# WHAT THE TASK ASKS
Among the records below, count the lines where "true" occurs, and report that total alone.

# Stored data entries
PR #3951, opened 2026-08-19
fix(history): don't misclassify users named after an agent as agents

ellie:
- a user named pi (or any known agent name) is no longer auto-classified as an agent. this has been caught by a number of raspberry pi users
- new, optional AuthorKind field. this flags if the history is from a user, or from an agent. it is nullable, so as to be backwards compatible
- in order to be compatible with existing agent hooks, if the --author flag is explicitly provided, and is a known agent name, then the record is marked as from an agent. There is no reason for a human to be passing --author
- this is all overridden by --author-kind, as the primary source of truth
- finally, for a record where the author and the username in `hostname` are the same, we assume that it is NOT an agent. eg, for the case where both `hostname` and `author` say that the username is `pi`, we assume not an agent
- extensions (pi, opencode) and hook paths now stamp the kind explicitly, but need updating in order to do so

### DIFF
--- a/crates/atuin-ai/src/history_format.rs
+++ b/crates/atuin-ai/src/history_format.rs
@@ -1,4 +1,4 @@
-use atuin_client::history::{History, is_known_agent};
+use atuin_client::history::History;
 use atuin_common::time::{DurationExt, OffsetDateTimeExt};
 use time::UtcOffset;
 
@@ -37,11 +37,11 @@ fn format_history_metadata(history: &History, local_offset: UtcOffset) -> String
 }
 
 /// Attribution for agent-run commands: which agent, and its stated intent.
-/// A stated intent marks a command as agent-run even when the agent is not in
-/// KNOWN_AGENTS, so its author is still named. User-run commands (no intent,
-/// author not a known agent) get nothing.
+/// A stated intent marks a command as agent-run even when the entry is not
+/// recognised as one, so its author is still named. User-run commands (no
+/// intent, not an agent) get nothing.
 fn format_attribution(history: &History) -> String {
-    match (is_known_agent(&history.author), &history.intent) {
+    match (history.is_agent(), &history.intent) {
         (true, Some(intent)) => format!(" — {}: {intent}", history.author),
         (true, None) => format!(" — {}", history.author),
         (false, Some(intent)) if !history.author.is_empty() => {
@@ -87,6 +87,7 @@ mod tests {
             intent: None,
             deleted_at: None,
             shell: Some("zsh".into()),
+            author_kind: None,
         }
     }
 
--- a/crates/atuin-client/migrations/20260818000000_history_author_kind.sql
+++ b/crates/atuin-client/migrations/20260818000000_history_author_kind.sql
@@ -1,0 +1,4 @@
+-- Whether a human or an agent ran the command, when the integration that
+-- captured it said so. Null means it did not, and the author name is all we
+-- have to go on. See `atuin_client::history::AuthorKind`.
+alter table history add column author_kind integer;
--- a/crates/atuin-client/migrations/20260818000000_history_author_kind.sql
+++ b/crates/atuin-client/migrations/20260818000000_history_author_kind.sql
@@ -1,4 +1,3 @@
--- Whether a human or an agent ran the command, when the integration that
--- captured it said so. Null means it did not, and the author name is all we
--- have to go on. See `atuin_client::history::AuthorKind`.
+-- Whether a human or an agent ran the command. If null, we have to go off
+-- the author name.
 alter table history add column author_kind integer;
--- a/crates/atuin-client/src/database.rs
+++ b/crates/atuin-client/src/database.rs
@@ -2071,6 +2071,50 @@ mod test {
         }
     }
 
+    /// A legacy row whose colonless hostname IS a known agent name (e.g. a machine hostnamed
+    /// `pi`, imported before hostnames were `host:user`): the author defaulted to the whole
+    /// hostname, so it tells us nothing — human on both the SQL and [`History::is_agent`] sides.
+    #[tokio::test(flavor = "multi_thread")]
+    #[rstest]
+    async fn author_filter_treats_a_colonless_agent_hostname_as_human() {
+        let db = Sqlite::new("sqlite::memory:", test_local_timeout()).await.unwrap();
+
+        let history: History = History::import()
+            .timestamp(OffsetDateTime::now_utc())
+            .command("echo hello")
+            .cwd("/tmp")
+            .author("pi")
+            .build()
+            .into();
+        db.save(&history).await.unwrap();
+        // `CmdOrigin` cannot represent a colonless hostname (parse_lenient rewrites it), so plant
+        // the legacy shape directly.
+        sqlx::query("update history set hostname = 'pi'").execute(&db.pool).await.unwrap();
+
+        let loaded = db.load(history.id.0.as_str()).await.unwrap().unwrap();
+        assert!(!loaded.is_agent());
+
+        let context = Context {
+            cmd_origin: CmdOrigin::try_from("pi:unknown-user".to_owned()).unwrap(),
+            session: "session".into(),
+            cwd: "/tmp".into(),
+            host_id: "host".into(),
+            git_root: None,
+        };
+        for (pattern, expected) in [(AuthorPattern::AllUser, 1), (AuthorPattern::AllAgent, 0)] {
+            let authors = OrFilter::from_list(vec![pattern]).unwrap();
+            let filters = OptFilters {
+                authors: authors.as_slice_filter(),
+                ..Default::default()
+            };
+            let results = db
+                .search(DbSearchMode::FullText, FilterMode::Global, &context, "echo", filters)
+                .await
+                .unwrap();
+            assert_eq!(results.len(), expected, "{authors:?}");
+        }
+    }
+
     /// A user called `pi` shares a name with the `pi` agent, so on their machine the author name
     /// alone cannot say who ran a command: only an entry that states its kind is an agent's.
     #[tokio::test(flavor = "multi_thread")]
--- a/crates/atuin-client/src/database.rs
+++ b/crates/atuin-client/src/database.rs
@@ -121,7 +121,7 @@ fn apply_author_filter(sql: &mut SqlBuilder, authors: OrFilter<&[AuthorPattern]>
     // Mirrors [`History::is_agent`]: a recorded kind wins, and without one a known agent name means
     // an agent, unless the author is only the username it defaulted to. A kind we don't recognise
     // (written by a newer version) falls through to the name heuristic, exactly like
-    // [`AuthorKind::from_u8`] mapping it to `None` — and so does a NULL kind, because
+    // [`AuthorKind::from_repr`] mapping it to `None` — and so does a NULL kind, because
     // `NULL IN (...)` is not true.
     let is_agent = || {
         format!(
@@ -404,7 +404,7 @@ impl Sqlite {
         let shell: Option<String> = row.try_get("shell").ok().flatten();
         let author_kind: Option<i64> = row.try_get("author_kind").ok().flatten();
         let author_kind =
-            author_kind.and_then(|kind| u8::try_from(kind).ok()).and_then(AuthorKind::from_u8);
+            author_kind.and_then(|kind| u8::try_from(kind).ok()).and_then(AuthorKind::from_repr);
 
         History::from_db()
             .id(row.get("id"))
@@ -2023,7 +2023,7 @@ mod test {
     }
 
     /// An author_kind value this version doesn't recognise (written by a newer one) must fall
-    /// through to the name heuristic in SQL, exactly like [`AuthorKind::from_u8`] returning `None`
+    /// through to the name heuristic in SQL, exactly like [`AuthorKind::from_repr`] returning `None`
     /// does in [`History::is_agent`] — otherwise the two classifiers disagree on the same row.
     #[tokio::test(flavor = "multi_thread")]
     #[rstest]
--- a/crates/atuin-client/src/database.rs
+++ b/crates/atuin-client/src/database.rs
@@ -127,7 +127,7 @@ fn apply_author_filter(sql: &mut SqlBuilder, authors: OrFilter<&[AuthorPattern]>
         format!(
             "CASE WHEN author_kind IN ({kinds}) THEN author_kind = {agent} ELSE {author_expr} IN \
              ({names}) AND {author_expr} <> {user_expr} END",
-            kinds = AuthorKind::VARIANTS.iter().map(|kind| kind.as_u8().to_string()).join(", "),
+            kinds = AuthorKind::VARIANTS.iter().map(|kind| kind.as_u8()).join(", "),
             agent = AuthorKind::Agent.as_u8(),
             names = KNOWN_AGENTS.iter().map(quote).join(", "),
         )
--- a/crates/atuin-client/src/database.rs
+++ b/crates/atuin-client/src/database.rs
@@ -114,8 +114,9 @@ fn apply_author_filter(sql: &mut SqlBuilder, authors: OrFilter<&[AuthorPattern]>
     let user_expr = "CASE WHEN instr(hostname, ':') > 0 THEN substr(hostname, instr(hostname, \
                      ':') + 1) ELSE hostname END";
 
-    let author_expr =
-        format!("CASE WHEN author IS NULL OR trim(author) = '' THEN {user_expr} ELSE author END");
+    let author_expr = std::fmt::from_fn(|f| {
+        write!(f, "CASE WHEN author IS NULL OR trim(author) = '' THEN {user_expr} ELSE author END")
+    });
 
     // Mirrors [`History::is_agent`]: a recorded kind wins, and without one a known agent name means
     // an agent, unless the author is only the username it defaulted to. A kind we don't recognise
--- a/crates/atuin-client/src/database.rs
+++ b/crates/atuin-client/src/database.rs
@@ -118,15 +118,20 @@ fn apply_author_filter(sql: &mut SqlBuilder, authors: OrFilter<&[AuthorPattern]>
         write!(f, "CASE WHEN author IS NULL OR trim(author) = '' THEN {user_expr} ELSE author END")
     });
 
+    let defaulted_expr = "CASE WHEN instr(hostname, ':') = 0 THEN hostname WHEN substr(hostname, \
+                          instr(hostname, ':') + 1) = 'unknown-user' THEN substr(hostname, 1, \
+                          instr(hostname, ':') - 1) ELSE substr(hostname, instr(hostname, ':') + \
+                          1) END";
+
     // Mirrors [`History::is_agent`]: a recorded kind wins, and without one a known agent name means
-    // an agent, unless the author is only the username it defaulted to. A kind we don't recognise
+    // an agent, unless the author is only the name it defaulted to. A kind we don't recognise
     // (written by a newer version) falls through to the name heuristic, exactly like
     // [`AuthorKind::from_repr`] mapping it to `None` — and so does a NULL kind, because
     // `NULL IN (...)` is not true.
     let is_agent = || {
         format!(
             "CASE WHEN author_kind IN ({kinds}) THEN author_kind = {agent} ELSE {author_expr} IN \
-             ({names}) AND {author_expr} <> {user_expr} END",
+             ({names}) AND {author_expr} <> {defaulted_expr} END",
             kinds = AuthorKind::VARIANTS.iter().map(|kind| kind.as_u8()).join(", "),
             agent = AuthorKind::Agent.as_u8(),
             names = KNOWN_AGENTS.iter().map(quote).join(", "),
@@ -2090,6 +2095,45 @@ mod test {
         // `CmdOrigin` cannot represent a colonless hostname (parse_lenient rewrites it), so plant
         // the legacy shape directly.
         sqlx::query("update history set hostname = 'pi'").execute(&db.pool).await.unwrap();
+
+        let loaded = db.load(history.id.0.as_str()).await.unwrap().unwrap();
+        assert!(!loaded.is_agent());
+
+        let context = Context {
+            cmd_origin: CmdOrigin::try_from("pi:unknown-user".to_owned()).unwrap(),
+            session: "session".into(),
+            cwd: "/tmp".into(),
+            host_id: "host".into(),
+            git_root: None,
+        };
+        for (pattern, expected) in [(AuthorPattern::AllUser, 1), (AuthorPattern::AllAgent, 0)] {
+            let authors = OrFilter::from_list(vec![pattern]).unwrap();
+            let filters = OptFilters {
+                authors: authors.as_slice_filter(),
+                ..Default::default()
+            };
+            let results = db
+                .search(DbSearchMode::FullText, FilterMode::Global, &context, "echo", filters)
+                .await
+                .unwrap();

# SOLUTION FOR THIS PROBLEM
4